The Calcium-Dependent and Calcium-Independent Membrane Binding of Synaptotagmin 1: Two Modes of C2B Binding

The Ca²⁺-independent membrane interactions of the soluble C2 domains from synaptotagmin 1 (syt1) were characterized using a combination of site-directed spin labeling and vesicle sedimentation. The second C2 domain of syt1, C2B, binds to membranes containing phosphatidylserine and phosphatidylcholine in a Ca²⁺-independent manner with a lipid partition coefficient of approximately 3.0 × 10² M^− 1. A soluble fragment containing the first and second C2 domains of syt1, C2A and C2B, has a similar affinity, but C2A alone has no detectable affinity to phosphatidylcholine/phosphatidylserine bilayers in the absence of Ca²⁺. Although the Ca²⁺-independent membrane affinity of C2B is modest, it indicates that this domain will never be free in solution within the cell.

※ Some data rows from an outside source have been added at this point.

PR #2463, opened 2020-02-16
Add option support for overwriting settiings.js

HiroyasuNishiyama:

## Proposed changes

This PR adds support of new command-line option for verwriting values in `settings.js`
described in https://github.com/node-red/designs/pull/23 .

## Checklist

### DIFF
--- a/packages/node_modules/node-red/red.js
+++ b/packages/node_modules/node-red/red.js
@@ -39,7 +39,8 @@ var knownOpts = {
     "title": String,
     "userDir": [path],
     "verbose": Boolean,
-    "safe": Boolean
+    "safe": Boolean,
+    "define": [String, Array]
 };
 var shortHands = {
     "?":["--help"],
@@ -49,13 +50,36 @@ var shortHands = {
     // doesn't get treated as --title
     "t":["--help"],
     "u":["--userDir"],
-    "v":["--verbose"]
+    "v":["--verbose"],
+    "D":["--define"]
 };
 nopt.invalidHandler = function(k,v,t) {
     // TODO: console.log(k,v,t);
 }
 
 var parsedArgs = nopt(knownOpts,shortHands,process.argv,2)
+
+/** 
+ * Set property of specified object.
+ * @param {Object} obj - target object
+ * @param {string} path - "." separated property path
+ * @param {Object} val - value to be set
+ */
+function setProperty(obj, path, val) {
+    var paths = path.split(".");
+    if (paths.length > 0) {
+        var o = obj;
+        for (var i = 0; i < paths.length -1; i++) {
+            var path = paths[i];
+            if (!o.hasOwnProperty(path)) {
+                o[path] = {};
+            }
+            o = o[path];
+        }
+        var key = paths[paths.length-1];
+        o[key] = val;
+    }
+}
 
 if (parsedArgs.help) {
     console.log("Node-RED v"+RED.version());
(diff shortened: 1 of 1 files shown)


packages/node_modules/node-red/red.js
```diff
@@ -130,6 +155,33 @@ try {
...
+                        settings[key] = val;
+                    });
+                }
+            }
+            else {
+                throw new Error("Unexpected option: "+def);
+            }
+        }
+        catch (e) {
+            console.log(e);
```
knolleary: I think we need to better define the behaviour if any of the properties are invalid.

Currently, if one of the properties specifies a file to load, if the file is invalid, it will console.log an error, stop parsing any of the remaining defines, but it then continues to start Node-RED.

I think if any of the defines are invalid, it should log an appropriate error and *not* continue starting Node-RED.

packages/node_modules/node-red/red.js
```diff
@@ -130,6 +155,33 @@ try {
...
 
+if (parsedArgs.define) {
+    var defs = parsedArgs.define;
+    defs.forEach(function (def) {
+        try {
+            var match = /^(([^=]+)=(.+)|@(.*))$/.exec(def);
+            if (match) {
+                if (!match[4]) {
+                    var val = JSON.parse(match[3]);
+                    setProperty(settings, match[2], val);
```
knolleary: I suggest you use `RED.util.setObjectProperty` rather than add the new `setProperty` function. It does exactly the same work.

```suggestion
                    RED.util.setObjectProperty(settings, match[2], val, true);
```

packages/node_modules/node-red/red.js
```diff
@@ -130,6 +155,33 @@ try {
...
+                }
+                else {
+                    var obj = fs.readJsonSync(match[4]);
+                    Object.entries(obj).forEach(([key, val]) => {
+                        settings[key] = val;
```
knolleary: I think the code needs to merge settings loaded from a file, rather than replace the entire  top-level property.

For example, to enable `editorTheme.projects.enabled` a user may have other settings under `editorTheme` that they want to keep.

packages/node_modules/node-red/red.js
HiroyasuNishiyama: Fixed Node-RED stop processing when error occurs.

packages/node_modules/node-red/red.js
HiroyasuNishiyama: Changed to merge settings object when reading from a file.

knolleary: I've been playing with this, and I keep finding cases where merging is the right behaviour (for example, setting `editorTheme.projects.enabled` without overwriting everything else under `editorTheme`), and cases where the user would want to replace the value without merging. For example, if they wanted to apply a different `adminAuth` scheme, they would want to fully replace what was there and not merge.

How do we handle both cases? Do we even try to handle both cases?

I suggest we use a slightly different format for the custom settings file:

```
{
   "editorTheme.projects.enabled": true,
   "adminAuth": {
      ...
   }
}
```

Rather than copy the full structure of the settings file, it is an object whose keys identify the property to overwrite with the corresponding value.

This would allow an individual settings to be modified, as well as entire objects. I think this approach is the only way to satisfy the requirements.

I will work on this change as part of merging this PR.

HiroyasuNishiyama: I thought it would be better if the override settings could be a simple subset of settings.js. However, I think you have a valid point, so I agree with your proposal.

PR #2470, opened 2020-02-21
bump https-proxy-agent

### LINKED ISSUE #2469: runtime exception when trying to use https.request
### Cause
https-proxy-agent@2.2.4 patches the core https.request method and introduces an runtime exception when using https.request with an url.URL as option.
Please upgrade it to a later version that does not mess with nodejs core functions.
 https://github.com/node-red/node-red/blob/master/packages/node_modules/%40node-red/nodes/package.json
```
$ npm i express node-red
$ node blow.js
... EXCEPTION CAUSED BY OLD DEPENDENCY https-proxy-agent
$ cat blow.js
const express = require('express')
const app = express()
const http = require('http')
const RED = require('node-red')
const https = require('https')
const url = require('url')

var server= http.createServer(app)
var settings = {
  userDir: process.cwd() + '/nodered/',
}
RED.init(server, settings)
RED.start()
setTimeout(blowmeaway, 2000) // EXCEPTION since 0.19.3, prints ok in 0.19.2

function blowmeaway() {
  const options = new url.URL('https://google.com')
  const req = https.request(options, (res) => { console.log("OK") })
  req.end()
}

```
### What happens?
EXCEPTION
prints ... "OK"

- [ ] Node-RED version: all versions >0.19.2
- [ ] Node.js version: all
- [ ] npm version: all
- [ ] Platform/OS: all
- [ ] Browser: all

mknj:
fixes #2469

this is a major version bump of https-proxy-agent, because they set engine to >6 and did some refactoring, which is ok for node-red.

## Types of changes

## Proposed changes

version bump, because dependency has bug

## Checklist

### DIFF
--- a/package.json
+++ b/package.json
@@ -41,7 +41,7 @@
         "fs-extra": "8.1.0",
         "fs.notify": "0.0.4",
         "hash-sum": "2.0.0",
-        "https-proxy-agent": "2.2.4",
+        "https-proxy-agent": "5.0.0",
         "i18next": "15.1.2",
         "iconv-lite": "0.5.0",
         "is-utf8": "0.2.1",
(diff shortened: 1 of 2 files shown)


knolleary:
Thanks @mknj, will review when I'm not on vacation

Issue #2476, opened 2020-02-25
http request GET with body behavior 


fabrizior:
### What are the steps to reproduce?
Any http request that needs a body. 
The request work with curl but not with http request.
Refer to [this ](https://stackoverflow.com/questions/60356824/node-red-set-get-http-request-parameters) StackOverflow discussion:

### What happens?
One error returned. This: 
_Failed to decode JSON object: Expecting value: line 1 column 1 (char 0)_ 
for Content-Type: application/json body

### What do you expect to happen?
GET method behavior modified.
### Please tell us about your environment:

- [ ] Node-RED version: v1.0.3
- [ ] Node.js version: v12.13.1
- [x] npm version: 6.12.1
- [ ] Platform/OS: Windows 10
- [ ] Browser: any

hardillb:
It looks like the latest version of the HTTP spec has made behaviour around having a GET body less defined (see comments on [this](https://stackoverflow.com/questions/978061/http-get-with-request-body) other question), but there are a number of services out in the wild expecting a body to be present.

I think we should add this as a gated option to prevent the unexpected sending of a body with existing GET requests.

I have a rough and ready fix (that needs a gating option adding), I'll add that and submit a pull request against dev for review.

knolleary:
Thanks @hardillb  - agreed, this needs to be an option. We already have an option to append msg.payload as query parameters. Maybe that should be extended to be a select box to chose what to do with msg.payload:
 - do nothing
 - append as query parameters
 - send as body

Steve-Mcl:
Fixed in https://github.com/node-red/node-red/pull/2478 right?

PR #2478, opened 2020-02-25
First pass at adding support for GET requests

hardillb:
with a body

First pass at a fix for #2476 

I'm working on some unit tests, but just want to check if everybody thinks my approach to this is right (also probably need to get the translations updated)

- [ x ] New feature (non-breaking change which adds functionality)

## Proposed changes

Adds support for optionally sending `msg.payload` as a body of a GET request

## Checklist

- [ x ] I have read the [contribution guidelines](https://github.com/node-red/node-red/blob/master/CONTRIBUTING.md)
- [ x ] For non-bugfix PRs, I have discussed this change on the mailing list/slack team.
- [ x ] I have run `grunt` to verify the unit tests pass

### DIFF
--- a/packages/node_modules/@node-red/nodes/core/network/21-httprequest.html
+++ b/packages/node_modules/@node-red/nodes/core/network/21-httprequest.html
@@ -174,13 +174,10 @@
             console.log("paytoqs: " + this.paytoqs);
             if (this.paytoqs === true || this.paytoqs == "query") {
                 $("#node-input-paytoqs").val("query");
-                console.log("q");
             } else if (this.paytoqs === "body") {
                 $("#node-input-paytoqs").val("body");
-                console.log("b");
             } else {
                 $("#node-input-paytoqs").val("ignore");
-                console.log("i");
             }
             if (this.authType) {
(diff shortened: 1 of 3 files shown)


knolleary:
Thanks @hardillb 

by preference, I'd like to avoid adding another property to the node as it bloats the flow file.

I'd consider overloading the existing `paytoqs` property:

`paytoqs` value | meaning
----------------|------
undefined/`""`/false| ignore `msg.payload`
true/`"qs"`  | append as query string
`"body"` | append as body

The select box can then be tied directly to that property (`node-input-paytoqs`) with an extra check for the false/true cases.

For the label of the select box, I'd consider removing the label entirely and have the select box text be one of:
 - Ignore msg.payload
 - Append msg.payload as query-string parameters
 - Send msg.payload as request body

knolleary:
Thanks @hardillb - now merged. I did a minor tweak to the labels (https://github.com/node-red/node-red/commit/774751a25ce8298a5024bd7c5ac2f614d5cd393f), but otherwise, all looks good.

PR #2490, opened 2020-03-02
Saving node description property to the library

kazuhitoyokoi:

## Proposed changes
To reuse node description in function node via the library, I added the function which saves the node description with other metadata and JavaScript code in a function node.

## Checklist

### DIFF
--- a/packages/node_modules/@node-red/nodes/core/function/10-function.html
+++ b/packages/node_modules/@node-red/nodes/core/function/10-function.html
@@ -71,12 +71,13 @@
             });
 
             RED.library.create({
-                url:"functions", // where to get the data from
-                type:"function", // the type of object the library is for
-                editor:this.editor, // the field name the main text body goes to
-                mode:"ace/mode/nrjavascript",
-                fields:['name','outputs'],
-                ext:"js"
+                url: "functions", // where to get the data from
+                type: "function", // the type of object the library is for
+                editor: this.editor, // the field name the main text body goes to
+                nodeInfoEditor: this.nodeInfoEditor,
+                mode: "ace/mode/nrjavascript",
+                fields: ['name', 'outputs', 'info'],
+                ext: "js"
             });
             this.editor.focus();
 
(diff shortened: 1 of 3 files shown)


knolleary:
Thanks @kazuhitoyokoi 

To summarise, this fix works by replacing any newline character, `\n` with the literal string `"\n"` when saving to the library. And when loading from the library, replacing any literal string `"\n"` with the newline character.

This does introduce an edge case where a node's info contains the string `\n` already. For example:
```
This node saves the data to c:\node-red\new-data.csv
```

When restored from the library, it would appear as:
```
This node saves the data to c:
ode-red
ew-data.csv
```

Can we add an extra step to replace `"\n"` with `"\\n"` before we replace `\n` with `"\n"`?

kazuhitoyokoi:
@knolleary Thank you for the information. I did not care about backslash characters. I modified code to add the handling for backslash.

packages/node_modules/@node-red/nodes/core/function/10-function.html
```diff
@@ -71,12 +71,13 @@
...
-                url:"functions", // where to get the data from
-                type:"function", // the type of object the library is for
-                editor:this.editor, // the field name the main text body goes to
-                mode:"ace/mode/nrjavascript",
-                fields:['name','outputs'],
-                ext:"js"
+                url: "functions", // where to get the data from
+                type: "function", // the type of object the library is for
+                editor: this.editor, // the field name the main text body goes to
+                nodeInfoEditor: this.nodeInfoEditor,
```
knolleary, line 77: Whilst reviewing #2498 I added this comment which I think applies the same here: https://github.com/node-red/node-red/pull/2498#discussion_r401714760

In summary (but please read the full comment), I don't think we should specify `nodeInfoEditor` here. Instead the `fields` property should also accept objects that identify the property and provide custom getter and setter functions.

On that basis, we should co-ordinate this PR with @HiroyasuNishiyama and agree if we are going to make the change I propose, and then which of your PRs we use to do it (or if I should implement it and then these PRs can be updated to use it...).

knolleary: With #2498 now merged, we can modify this code to avoid hardcoding in the info field.

I'll make the necessary changes as part of the merge.

kazuhitoyokoi: Thank you for your consideration. :)

PR #2493, opened 2020-03-03
Grouping Nodes

knolleary:

Adds the ability to groups nodes in the editor, as described in https://github.com/node-red/designs/pull/19

**Note: this is still a work in progress and is not ready for general use**.

There is a long list of tasks outstanding to get even close to being able to merge this. I'm sharing it now to get some early feedback on the user experience of creating and editing groups.

### What you can do

 - Select some nodes. Press `Ctrl-Shift-G` to create a group
 - `Ctrl-Shift-U` to ungroup
 - Once created, click/dragging on any node in the group (or the group border) will move the whole group as one
 - Once selected, clicking on a node in the group will *enter* the group and allow you to move individual nodes around inside the group
 - An existing node can be dragged from outside the group into the group to add it.

### Outstanding Tasks
**See comment below for summary of future items *not* covered by this PR**

- [x] ~i18n labels~
- [x] ~**bug** - handle *empty* groups - (create group, remove all its contents,... then what?)~
- [x] ~Include groups in exported node json~
- [x] ~Support nested groups~
- [x] ~**bug** - convert-to-subflow of node inside active group needs to remove node from group~
- [x] ~Add menu options for the grouping actions~
- [x] ~Allow nested groups~
- [x] ~Copy-paste of a group should duplicate the whole group~
- [x] ~`delete-selection` action needs to delete groups~
- [x] ~`remove-group` action~
- [x] ~`merge-selection-to-group` action~
- [x] ~`remove-selection-from-group` action~
- [x] ~Add all grouping events to undo history~
- [x] ~Support dragging node from palette straight into a group~
- [x] ~**bug** - reorder groups on DOM to match nesting levels - ensure solid filled groups draw in the right order~
- [x] ~**bug** - resizing a nested group needs to resize inner groups first to ensure outer groups size properly~
- [x] ~Add other appearance options~
- [x] ~Add colour picker~


concept10:
Excellent shipmate. This is great!

TotallyInformation:
Hopefully the cannots can be turned into cans at some future point. Great start. Love it.

knolleary:
This PR is now ready to merge. It contains enough functionality to be useful and I believe everything works as expected (such as interactions with subflows, undo/redo history etc).

There are some outstanding todo items that will follow up either as part of 1.1.0 or as a future enhancement after 1.1.0.

- [ ] Further **improve redraw performance** due to constant group resize checking. If we know a whole group is selected when moving, move the group bounds directly, rather than recalculate after node moves.
- [ ] Make it easy to apply a **common style** to lots of groups. Options include:
  - [x] ~Copy/Paste style between groups in workspace directly~
  - [ ] In edit dialog, pick a group to copy its style
  - [ ] Allow user to define default group appearance - store in editor settings?

- [ ] **User-defined meta-data.**
  - [ ] Add user-metadata property table to edit dialog
  - [ ] `merge-selection-to-group` needs to merge metadata somehow

- [ ] Add **alternative sizing options** - such as fixed position/full-width/full-height. Nodes cannot be moved outside the bounds of their group
- [ ] Support **locking groups** - prevents its contents from being edited directly or nodes being added to the group. Useful for creating 'background' groups that highlight areas of the workspace, but without constraining nodes.

manicken:
I have done a similar group function that is just a another node-type
You can try it here
manicken.github.io
it's available in the ui category.
i'm planning to do the autosize functionality better

The base design is based on some old version of node-red 
and was used by PJRC to design Audio flows https://www.pjrc.com/teensy/gui/
I have done some changes to that so it allows more advanced designs
+ now it includes a basic GUI editor that makes it possible to design ui:s 
with sliders,piano octave, listbox, buttons, label, textbox + planned picturebox 

I have implemented the treeview from the latest node-red
and it's working except when i'm adding nodes to a existing group
it's a work in progress

PR #2496, opened 2020-03-06
Fix for unexpected abort of Node.js

HiroyasuNishiyama:

## Proposed changes

As discussed [here](https://discourse.nodered.org/t/warning-about-clone-node-crash-fatal-error-v8-setinternalfield-internal-field-out-of-bounds/16705)
Node.js runtime crashes when a message containing wrapped object  is passed.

Site-directed spin labeling was used to obtain bilayer depth restraints, and a simulated annealing routine was used to generate a model for the membrane docking of C2B in the absence of Ca²⁺. In this model, the polybasic strand of C2B forms the membrane binding surface for the domain; however, this face of C2B does not penetrate the bilayer but is localized within the aqueous double layer when C2B is bound. This double-layer location indicates that C2B interacts in a purely electrostatic manner with the bilayer interface. In the presence of Ca²⁺, the membrane affinity of C2B is increased approximately 20-fold, and the domain rotates so that the Ca²⁺-binding loops of C2B insert into the bilayer. This Ca²⁺-triggered conformational change may act as a switch to modulate the accessibility of the polybasic face of C2B and control interactions of syt1 with other components of the fusion machinery.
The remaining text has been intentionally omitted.